[email protected] wrote:

Not sure why you want to limit it like this. I certainly would like
the ability to minimized dialog windows.

If you want a dialog window to be minimized, then it makes even more
sense to allow minimizing multiple surfaces. The client could want to
minimize everything if you minimize the toolbox.

May not have explained it correctly. It sounded like you were not going to allow dialogs to be minimized except as a side-effect of minimizing the parent. I certainly want to allow this! And I certainly want to support minimizing multiple surfaces.

I was suggesting that one method of minimizing multiple surfaces would be for the client to arrange them all as children of one of them and then minimize the parent. The primary purpose is so the compositor/taskbar knows all those windows are "related", for instance to produce on a single taskbar entry.

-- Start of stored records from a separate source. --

PR #2630, opened 2025-01-31
Add utility script to find the correct build container for Garden Linux releases

fwilhe:
This script might make it a bit more easy to maintain backports of packages, when needed.

### DIFF
--- a/bin/find-build-container-for
+++ b/bin/find-build-container-for
@@ -1,0 +1,33 @@
+#!/usr/bin/env python3
+
+import requests
+import sys
+
+def download_file(version):
+    # Ensure the version follows the format "1234.5"
+    if '.' not in version:
+        version = f"{version}.0"
+
+    url = f"https://raw.githubusercontent.com/gardenlinux/repo/refs/tags/{version}/.container"
+
+    try:
+        response = requests.get(url)
+        
+        if response.status_code == 200:
+            print(response.text)
+        else:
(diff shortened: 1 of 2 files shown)


Vincinator:
Maybe this functionality fits good in https://github.com/gardenlinux/glrd?

bin/find-build-container-for
NotTheEvilOne, line 1: LGTM

In general I wonder if it would help to reuse existing dependencies e.g. to `click` to use advanced print capabilities like colored output (see https://click.palletsprojects.com/en/stable/utils/#ansi-colors) or args parsing. In general for this specific use case we only want the URL, so there is no really need for it, but it would improve our code base in reusing what we have and maybe even add some library if needed later on.

NotTheEvilOne (approved):

bin/find-build-container-for
fwilhe: I try to limit external dependencies in python scripts because I'm not a fan of the tooling, pip, virtualenv etc.. And I think in this case requests is the only real dependency.

fwilhe:
@Vincinator 

> Maybe this functionality fits good in https://github.com/gardenlinux/glrd?

I don't know, I think its a different use case, this is about maintainer tools, similar to what @gehoern proposed for the 'need backport?' tool. I'm open to putting this somewhere else.

nkraetzschmar (approved):
lgtm

PR #16790, opened 2023-04-21
Fixed #34462 Cleanup/Optimization Deletions in admin panel create N + 1 queries

Akash-Kumar-Sen:
- My first pull request in django, some changes might be required, please let me know after review.
- Ticket link : https://code.djangoproject.com/ticket/34462

### DIFF
--- a/django/contrib/admin/actions.py
+++ b/django/contrib/admin/actions.py
@@ -37,11 +37,10 @@ def delete_selected(modeladmin, request, queryset):
     if request.POST.get('post') and not protected:
         if perms_needed:
             raise PermissionDenied
-        n = queryset.count()
+        # Call log_deletions here
+        n = len(queryset)
         if n:
-            for obj in queryset:
-                obj_display = str(obj)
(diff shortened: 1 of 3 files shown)


nessita:
Hello @Akash-Kumar-Sen, thank you for your contribution. Please note that you have created the pull request against a branch that no longer accepts feature development, so we need to _close_ this PR and ideally you should propose a **new one** against the `main` development branch.

Besides the above, please note that every change that is proposed should include the corresponding set of tests. Particularly for this set of changes, I think you could add some new tests next to https://github.com/django/django/blob/main/tests/modeladmin/tests.py#L815 to ensure the new methods work as expected.

Then, ideally you should also add an entry to the release notes as mentioned in the ticket for the new methods, and perhaps consider a deprecation path for the existing per-item methods.

Akash-Kumar-Sen:
Thank you for the suggestion @nessita.  Will create a new PR including the test and the release notes and the depreciation path.

PR #16794, opened 2023-04-22
Shortcuts for add, change and delete permissions

ipakeev:
These shortcuts can be useful for quickly restricting user permissions.

### DIFF
--- a/django/contrib/admin/options.py
+++ b/django/contrib/admin/options.py
@@ -142,6 +142,10 @@ class BaseModelAdmin(metaclass=forms.MediaDefiningClass):
     show_full_result_count = True
     checks_class = BaseModelAdminChecks
 
+    can_add = True
+    can_change = True
+    can_delete = True
+
     def check(self, **kwargs):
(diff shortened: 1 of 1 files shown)


shangxiao:
Hi @ipakeev 

Thanks, but I'm not entirely sure what you're proposing here. We don't accept pull requests without a ticket; and all feature requests must first be discussed with Django developers on the Django forum: https://code.djangoproject.com/wiki/DevelopersMailingList

ipakeev:
1. Now ModelAdmin has a function
`def has_add_permission(self, request):`
but InlineModelAdmin has a slightly different function
`def has_add_permission(self, request, obj):`.
This difference makes it difficult to create common mixins.

2. Instead of writing in the ModelAdmin class:
`def has_add_permission(self, request): 
    return False`
we can define `can_add = False`

shangxiao:
Make a post on the Django forum or mailing list 😉 Only a select few people will read comments on this PR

2. Do not assume anything (e.g. do not draw “inactive” window
borders) before the real events (frame callback, focus events and
friends) [compositor relevant features]

This will not work. The actual vanishing of the minimized window must
be deferred until *after* the client has done this, or it will not be
atomic.

This will work perfectly. As you said, the window vanished, which means an “unfocus” event and no more frame callback. The compositor can safely hide a window even if the decorations were not updated accordingly. Also, minimizing should not be treated specifically, we already have the frame callback and focus events.

No, because if the client wants to redraw or raise or show or hide any other surface as a side-effect of the minimize, these changes will not be atomic with the minimize, resulting in unwanted flickering of an intermediate display. There has to be a way for the minimized window to not disappear until the client does some kind of commit.

4. Have a way for the client to know which features are supported
[client UI consistence]

From my previous point, the client UI consistence is assured without such a mechanism since the client will see no “unfocus” event.

I assume you mean "minimize", not "unfocus"? It must be possible to minimize windows that don't have focus.

It sounds like you are describing the 3-way communication I proposed. I see 3 steps:

1. Client decides it wants to minimize, tells compositor (this step is not done if the compositor chooses to do so).
2. Compositor tells client that the minimize is happening.
3. (the step you are missing) client tells compositor it has corrected all it's surfaces to reflect the result of minimizing and it is ok to perform it.

You may be right that the client does need to know if the compositor
 would obey the minimize. I thought it was not a problem but as you
point out the client may redraw the activation or move things around
on the assumption that it is going to work.

My first thought is to make this a 3-way communication. If you hit a
 minimize button the client sends a minimize-request-command to the
compositor. The compositor then responds with a
minimize-request-event. The client then knows it is going to work,
adjusts all it's display, and sends a minimize-command.

It may be better to just have an event that says whether the
compositor will obey things, like you suggest.

Just use the well-defined “unfocus” event and the minimize request.

Again not sure why you said "unfocus", but I believe you are describing my 3-step version.

2. Compositor sends a minimize-notify (or not if it does not want to
 minimize). However (here is the tricky part) the surface has not
really minimized! It is still visible on-screen and everything works
as before until the compositor sees a commit that it knows is in
response to the minimize-notify.

There is just no point for the surface to still be visible. Unless some weird client wants to draw “Oh my god I am minimizing, bye!” in its surface.

That is *EXACTLY* what I want to support, although it may be a little more sensible to imagine it writing it in a *different* window that stays on-screen.

My primary goal is to allow the client to change the parent/child relationships. This is to avoid having to communicate a directed acyclic graph from the client to compositor of window relationships, which is really messy and is still making assumptions about how the ui should work. In fact I did not think about drawing until you mentioned redrawing things inactive, which is why I thought it was acceptable for the compositor to ignore minimize without the client knowing.

The surfaces relation are already taken care of from point 1 here, no harm in actually hide everything.

No, not if the relationships are more complex than the compositor can handle. Rather than make the compositor handle all possible window relationships I would like this to remain in the client, where it is a lot easier to develop and test new ideas.

Summary:
1. .request_set_minimized (from the compositor) on a surface *must be obeyed* by the client, at least on said surface (e.g. a toolbox can minimize everything).

Yes I agree

2. On .request_set_minimized, the client is free to reparent other surfaces to keep its UI in a consistent state.

This MUST be done before any visible change happens on-screen, so that these changes are atomic with the minimized window disappearing. Therefore there must be some kind of "commit" for the client to tell the compositor to finish the minimize.

3. The client just handle the “focus/unfocus” event and frame callback to draw its UI. Minimizing is not a special case as it does not need to be.

The communication can't be just unfocus because it is possible to minimize and un-minimize unfocused windows.

It should work in all cases, especially the thumbnails preview: the surface is drawn inactive but updated as soon as the preview is visible (while hovering the taskbar item associated to the surface).

Not sure what you meant by that. I'm pretty certain that once the app is minimized it will work exactly the way you are saying with previews.